| Task brief |
In your reply, reproduce the lines from the first one below to the line containing "A convenient feature", inclusive, exactly as they stand.

(Entries taken from a collection)
PR #541, opened 2023-05-25
Show line caps on line segments separated by nan

almarklein:
A convenient feature of lines is that one can introduce a nan-point to separate two line segments. This feature is also supported by e.g. matplotlib. This just happened to work for our current line shader 😄. This PR also adds caps to these loose line endings.

Implementation note: apparently wgsl has dropped `isNan` and co. The `isFinite` still exists, but it has been removed from Naga januari this year, which is why I rolled our own little `is_nan()`. See e.g. https://github.com/gpuweb/gpuweb/pull/2311.

### DIFF
--- a/pygfx/renderers/wgpu/lineshader.py
+++ b/pygfx/renderers/wgpu/lineshader.py
@@ -191,6 +191,10 @@ class LineShader(WorldObjectShader):
             let world_pos = u_wobject.world_transform * vec4<f32>(raw_pos.xyz, 1.0);
             return u_stdinfo.projection_transform * u_stdinfo.cam_transform * world_pos;
         }
+
+        fn is_nan(v:f32) -> bool {
+            return !(0.0 < v) && !(0.0 > v);
+        }
         """
 
     def code_vertex(self):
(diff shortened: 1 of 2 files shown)


pygfx/renderers/wgpu/lineshader.py
```diff
@@ -191,6 +191,10 @@ def code_helpers(self):
             let world_pos = u_wobject.world_transform * vec4<f32>(raw_pos.xyz, 1.0);
             return u_stdinfo.projection_transform * u_stdinfo.cam_transform * world_pos;
         }
+
+        fn is_nan(v:f32) -> bool {
+            return !(0.0 < v) && !(0.0 > v);
```
Korijn, line 196: Wouldn't this return true for 0.0?

Korijn (approved):

pygfx/renderers/wgpu/lineshader.py
almarklein: Sharp!

almarklein:
I think I need to do a bit more reading to make sure we can actually reliably check for nan.

Korijn:
> I think I need to do a bit more reading to make sure we can actually reliably check for nan.

You could glean the implementation from naga?

almarklein:
Let's go with the current solution, and look into the global if this turns out not to work on some devices. I don't like the idea to add buffers or increase buffer sizes just to implement this.

BTW:
image

Korijn (approved):

PR #1325, opened 2026-09-07
Add physical_offset to stdinfo_data accessible in shader

hmaarrfk:
I've found that this was weird since the physical size doesn't really make sense when you use viewports (which I have been using to do side by side comparisons) without this.

Regression test to come.

All code was AI generated (Claude) from the AI noticing the inability to use the physical information.

This message was written by a human.

We generate a canvas with 2 viewports, the triangle shader is the same, but since there is no offset, it is hard for the two triangles to use the stdinfo information

On main:
main_image

This branch:
this_branch_image


examples/validation/validate_viewport_offset.py
```diff
@@ -0,0 +1,126 @@
...
+
+        @fragment
+        fn fs_main(varyings: Varyings) -> FragmentOutput {
+            // The viewport's size and its origin, both in physical pixels.
+            let size = u_stdinfo.physical_size.xy;
+            let offset = u_stdinfo.physical_offset.xy;
+
+            // position.xy is measured from the framebuffer's corner, so the
+            // offset must come off to make it relative to this viewport.
+            let here = varyings.position.xy - offset;
```
hmaarrfk, line 85: The real question is wehther or not we want to allow users to utilize `varying.position.xy` in a meaningful way. I think the answer is yes.

Thus we need the offset.

hmaarrfk: presently, no shader uses it.

PR #1099, opened 2015-10-18
Clean up MessageSerializer to simplify subclasses

rnicoll:
By replacing MessageSerializer with an abstract class, methods which should just call other methods in the same class are now fixed, and subclasses only have to override a single abstract method instead of multiple methods.


schildbach:
Merged, thanks for the patch!

PR #1100, opened 2015-10-18
Correct length of block header when hashing at an offset

rnicoll:


core/src/main/java/org/bitcoinj/core/Block.java
```diff
@@ -230,7 +230,7 @@ protected void parse() throws ProtocolException {
         time = readUint32();
         difficultyTarget = readUint32();
         nonce = readUint32();
-        hash = Sha256Hash.wrapReversed(Sha256Hash.hashTwice(payload, offset, cursor));
+        hash = Sha256Hash.wrapReversed(Sha256Hash.hashTwice(payload, offset, cursor - offset));
```
schildbach: This doesn't seem right. A couple of lines above, there is "cursor = offset", so that cursor-offset would always be 0.

rnicoll: The readUint32() and readHash() calls increment cursor as they go along, so at the end "cursor - offset" represents the length of the data that's just been parsed. Right now, offset is always 0, so just "cursor" has worked fine, but I have a later patch that uses non-zero offsets and breaks here.

schildbach:
You're right! Merged.

Issue #1097, opened 2015-10-17
Commit d3d11df for BIP34 has issue on Block 224430 


n1bor:
Issue is that the coinbase has a load of junk after the height.
https://blockchain.info/tx/e55cf5e0442aadf707d122282a26a134b145c3ce240a4a621d3f596ea140c6cc

So Transaction.java can not parse script and so throws ValidationException.

Infact script does not NEED to be valid just needs to have height set correctly.

rnicoll:
Now #1101 has been applied, can you confirm you're happy this is fixed and can be closed, please?

schildbach:
Assuming this is fixed on master.

PR #1101, opened 2015-10-18
Correct issue #1097

rnicoll:
Changes coinbase height validation to check for the bytes at the start of the coinbase script, and ignore everything after them. The validation then matches Bitcoin Core. Corrects #1097 

Also update error messages to more closely match latest Bitcoin Core.


mikehearn:
Merged, thanks!

PR #1102, opened 2015-10-18
Add support for block headers of variable length

rnicoll:
Add support for block headers of variable length, when parsing headers messages. Also removes a lot of double-handling of messages (i.e. copying subparts of the message out so they are parsed in isolation rather than within the context of the message)


rnicoll:
Failed test has a note "// TODO: This test sometimes fails due to relying on padding.", and it works locally. Could you restart the Travis build please?

schildbach:
I assume this is for Dogecoin? Because Bitcoin always has the same size of block headers…

rnicoll:
It is, but also removes the array copying that resulted from the old design.

schildbach:
Ok fair enough. I merged this.

rnicoll:
Thanks!

PR #1052, opened 2015-07-28
Remove lazy parsing of messages.

schildbach:
In particular:

* Message.parsed: removed
* Message.parseLite(): folded into Message.parse()
* Message.maybeParse(): removed
* Message.ensureParsed(): removed
* Message.isParsed(): removed
* Block.parseHeader(): folded into Block.parse()
* Block.parseTransactions(): folded into Block.parse()
* Block.maybeParseHeader(): removed
* Block.maybeParseTransactions(): removed
* Block.ensureParsedHeader(): removed
* Block.ensureParsedTransactions(): removed
* Block.isParsedHeader(): removed
* Block.isParsedTransasctions(): removed
* MessageSerializer.isParseLazyMode(): removed
* BitcoinSerializer.parseLazy: removed
* BitcoinSerializer.getSerializer(): parseLazy parameter removed
* LazyParseException: removed
* LazyParseByteCacheTest: renamed to ParseByteCacheTest

PR #1104, opened 2015-10-24
Remove redundant return statements

langerhans:
They have been redundant since #1052 removed the respective maybeParse...() calls.


schildbach:
Merged, thanks!

PR #1105, opened 2015-10-25
Add common superclass for block messages

rnicoll:
Opening this for initial discussion. This adds a common superclass (AbstractBlockHeader) for things that are block header-like. Specifically, Block and FilteredBlock both subclass this new class, and a new BlockHeader class has been added. The peer data event listener that previously took in a block and a filtered block now takes in just a single AbstractBlockHeader which encompasses the same data. This also makes it clearer whether a block object has transactions, as it's now indicated by the type.

I've added a cloneAsBlock() method as an interim solution for type coercion where a header needs to be used as a block, which is now just in AbstractBlockChain when adding a new block.

I'd appreciate feedback, especially on:

* Is AbstractBlockHeader the right name, would AbstractBlock, PartialBlock or something else be better?
* Would it be a good idea to have individual listener event methods for the three subclasses, or is it reasonable to expect applications receiving events to check type if they need specific subtypes?
* Block and FilteredBlock do not inherit from BlockHeader to enforce type safety, are you happy with that model? It's more verbose but IMHO safer.


rnicoll:
Rebased to correct conflicts

core/src/main/java/org/bitcoinj/core/AbstractBlockHeader.java
```diff
@@ -0,0 +1,630 @@
...
+import java.math.BigInteger;
+import java.util.Date;
+import java.util.EnumSet;
+import javax.annotation.Nullable;
+import org.bitcoinj.script.Script;
+import org.slf4j.Logger;
+import org.slf4j.LoggerFactory;
+
+/**
+ *
```
schildbach: This could use a class level JavaDoc.

tools/src/main/java/org/bitcoinj/tools/WalletTool.java
```diff
@@ -761,7 +761,7 @@ public void onCoinsSent(Wallet wallet, Transaction tx, Coin prevBalance,
             case BLOCK:
                 peers.addDataEventListener(new AbstractPeerDataEventListener() {
                     @Override
-                    public void onBlocksDownloaded(Peer peer, Block block, @Nullable FilteredBlock filteredBlock, int blocksLeft) {
+                    public void onBlocksDownloaded(Peer peer, AbstractBlockHeader block, int blocksLeft) {
```
schildbach: I notice at several places, you drop the @Nullable. Why?

schildbach:
It feels like a pretty invasive change. Can you say what's the goal of the abstraction? For example, will it simplify the API at some point?

From your questions, I currently can only answer the first: I'd prefer AbstractBlock. Will look into the other questions soon.

Any feedback from others?

tools/src/main/java/org/bitcoinj/tools/WalletTool.java
rnicoll: The entire parameter is dropped. A major part of what this does is to clean up the API so Block and FilteredBlock have a common superclass.

rnicoll:
This primarily resolves the type hierarchy issues referred to in https://github.com/bitcoinj/bitcoinj/blob/master/core/src/main/java/org/bitcoinj/core/listeners/PeerDataEventListener.java#L31, that FilteredBlock fundamentally is very similar to a block, but doesn't extend a common superclass with Block, resulting in a strange API when notifying listeners of new blocks downloaded, that provides different parameters depending on what has been downloaded.

It is a large change, though, and there's no rush, so it could be bumped back to 0.15 given we're now quite far into 0.14's development.

core/src/main/java/org/bitcoinj/core/Block.java
```diff
@@ -251,45 +199,31 @@ protected void parseTransactions(final int transactionsOffset) throws ProtocolEx
         transactionBytesValid = serializer.isParseRetainMode();
     }
 
+    /** Returns a copy of the block, but without any transactions. */
```
schildbach: Really a copy? I see "return this" below.

core/src/main/java/org/bitcoinj/core/Block.java
```diff
@@ -478,20 +344,7 @@ protected final void copyBitcoinHeaderTo(final Block block) {
...
-                isBIP65() ? "BIP65" : null, isBIP101() ? "BIP101" : null);
-        if (!bips.isEmpty())
-            s.append(" (").append(bips).append(')');
-        s.append('\n');
-        s.append("   previous block: ").append(getPrevBlockHash()).append("\n");
-        s.append("   merkle root: ").append(getMerkleRoot()).append("\n");
-        s.append("   time: [").append(time).append("] ").append(Utils.dateTimeFormat(time * 1000)).append("\n");
-        s.append("   difficulty target (nBits): ").append(difficultyTarget).append("\n");
-        s.append("   nonce: ").append(nonce).append("\n");
+        StringBuilder s = super.toStringBuilder();
```
schildbach: I think a better pattern would be a `void appendToString(StringBuilder b)` in the super class that appends to the given builder.

core/src/main/java/org/bitcoinj/core/Block.java
```diff
@@ -572,15 +382,16 @@ private void checkSigOps() throws VerificationException {
         for (Transaction tx : transactions) {
             sigOps += tx.getSigOpCount();
         }
-        if (sigOps > MAX_BLOCK_SIGOPS)
+        if (sigOps > MAX_BLOCK_SIGOPS) {
```
schildbach: This is an unrelated change snuck in. Sorry for bitching, but it makes reviewing harder for big refactorings like this one.

core/src/main/java/org/bitcoinj/core/FilteredBlock.java
```diff
@@ -131,16 +151,11 @@ public boolean equals(Object o) {
...
-    }
-
-    @Override
-    public int hashCode() {
-        return Objects.hashCode(associatedTransactions, header, merkleTree);
+            && super.equals(other) && merkleTree.equals(other.merkleTree);
     }
 
-    @Override
+    /* @Override
```
schildbach: Why commenting out?

core/src/main/java/org/bitcoinj/core/AbstractBlockChain.java
```diff
@@ -106,7 +106,7 @@
 
     // Holds a block header and, optionally, a list of tx hashes or block's transactions
     class OrphanBlock {
-        final Block block;
+        final AbstractBlock block;
```
schildbach: Why is this now an `AbstractBlock`? The constructor still can take only `Block`s.

schildbach:
> Would it be a good idea to have individual listener event methods for the three subclasses, or is it reasonable to expect applications receiving events to check type if they need specific subtypes?

I would think that especially with the listener refactoring we've already done, individual event methods would lead to an explosion of listeners? Am I right. If so, I vote for staying as-is (which is close to before the refactoring, right?).

> Block and FilteredBlock do not inherit from BlockHeader to enforce type safety, are you happy with that model? It's more verbose but IMHO safer.

Yes, that's fine for now. I'm scared of unintended side effects to be honest, so I vote for the safer model. We can switch to a full inheritance model later if we want.

core/src/main/java/org/bitcoinj/core/BlockHeader.java
```diff
@@ -0,0 +1,112 @@
...
+ * See the License for the specific language governing permissions and
+ * limitations under the License.
+ */
+
+package org.bitcoinj.core;
+
+import javax.annotation.*;
+
+/**
+ * <p>A block is a group of transactions, and is one of the fundamental data structures of the Bitcoin system.
```
schildbach: This needs an updated JavaDoc: If I'm not mistaken, this is a "Message" that actually doesn't exist in the Bitcoin P2P protocol. So why does it exist?

rnicoll:
Don't review too closely right now, this is really more just a proof of concept for discussion. If you're happy it's a positive change (I'd like to remove the comment about refactoring the type hierarchy either way, but given the scope of this will understand if you decide it's not actually that good an idea), I'll clean it up and test it, which is likely to takes a few weeks given the scope

core/src/main/java/org/bitcoinj/core/FilteredBlock.java
rnicoll: Meant to come back and replace it - doing that now via appendToStringBuilder()

core/src/main/java/org/bitcoinj/core/BlockHeader.java
rnicoll: It's a child of HeadersMessage, but yes, it's not used as a stand-alone message. Not quite sure what to do with that, unless we're going to start reshuffling the Message heirarchy in a major way (i.e. make Message and ChildMessage interfaces, rename Message to AbstractMessage)

rnicoll:
Okay, I've given up on a separate BlockHeader class, this now just provides a common superclass for Block and FilteredBlock, which makes it much less invasive.

rnicoll:
Are you okay with the basic idea of what this does, now I've removed BlockHeader and it just adds a common superclass for Block and FilteredBlock?

schildbach:
I will defer this to after 0.14, but plan to come back to this as one of the first things in the cycle.

PR #1107, opened 2015-10-27
Enforce v4 block switchover

rnicoll:
This enforces the switch over to block v4 once a supermajority is met, as per BIP65. Does not add any handling of OP_CHECKLOCKTIMEVERIFY yet.


schildbach:
Merged, thanks!

PR #1108, opened 2015-10-27
Enforce the LOW_S script validation flag

rnicoll:
I've added in the code used to generate the test cases, as it might be an interesting example. Let me know if you'd rather I remove it.

I'll raise the two test cases to be added to Bitcoin Core, later in the week.


schildbach:
This somehow feels redundant to my earlier work on this. See a4c9ad68941c0f0335d6adae58e4dc52584ccd27 and 17071ce15ccd25505d048ccf2381afbf79959f03.

Can you explain how this adds enforcement that was not already there?

rnicoll:
This mostly moves the script validation options closer to matching Bitcoin Core, so if we wanted to adapt the script engine to use libconsensus later, this makes it easier to adapt.

Also means if BIP 62 is ever resurrected and full validation means rejecting low-S signatures in blocks (not just in relayed transactions), the support's there to do it.

schildbach:
Thanks for explanation. Merged.

PR #1110, opened 2015-11-03
Copy accessor for the channel map

cyberzac:


schildbach:
Can you describe what you need this for? The commit description could be a bit more verbose.

cyberzac:
In the server I've written on top of bitcoin I want to see which channels that are created. Typically for displaying them in an admin UI, I could use the information to manually close channels. Today it is possible to read the StoredServerChannel if I have the contract hash, i.e. the Sha256Hash. There is no way to list all contracts.

schildbach:
Thanks, merged.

| Output below |
PR #541, opened 2023-05-25
Show line caps on line segments separated by nan

almarklein:
A convenient feature of lines is that one can introduce a nan-point to separate two line segments. This feature is also supported by e.g. matplotlib. This just happened to work for our current line shader 😄. This PR also adds caps to these loose line endings.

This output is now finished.